- **Instructions to follow**
Print each entry verbatim.

- **Information supplied**
PR #172, opened 2015-08-04
Make a writable copy of request data in HTTP parser test

i-rinat:
Test for HTTP parser includes case normalization, which could result in writing to read-only segment.

The patch makes a copy of strings to ensure HTTP parser always provided with writable memory area.


krizhanovsky:
Good to merge.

- **Task answer**
PR #172, opened 2015-08-04
Make a writable copy of request data in HTTP parser test

i-rinat:
Test for HTTP parser includes case normalization, which could result in writing to read-only segment.

The patch makes a copy of strings to ensure HTTP parser always provided with writable memory area.


krizhanovsky:
Good to merge.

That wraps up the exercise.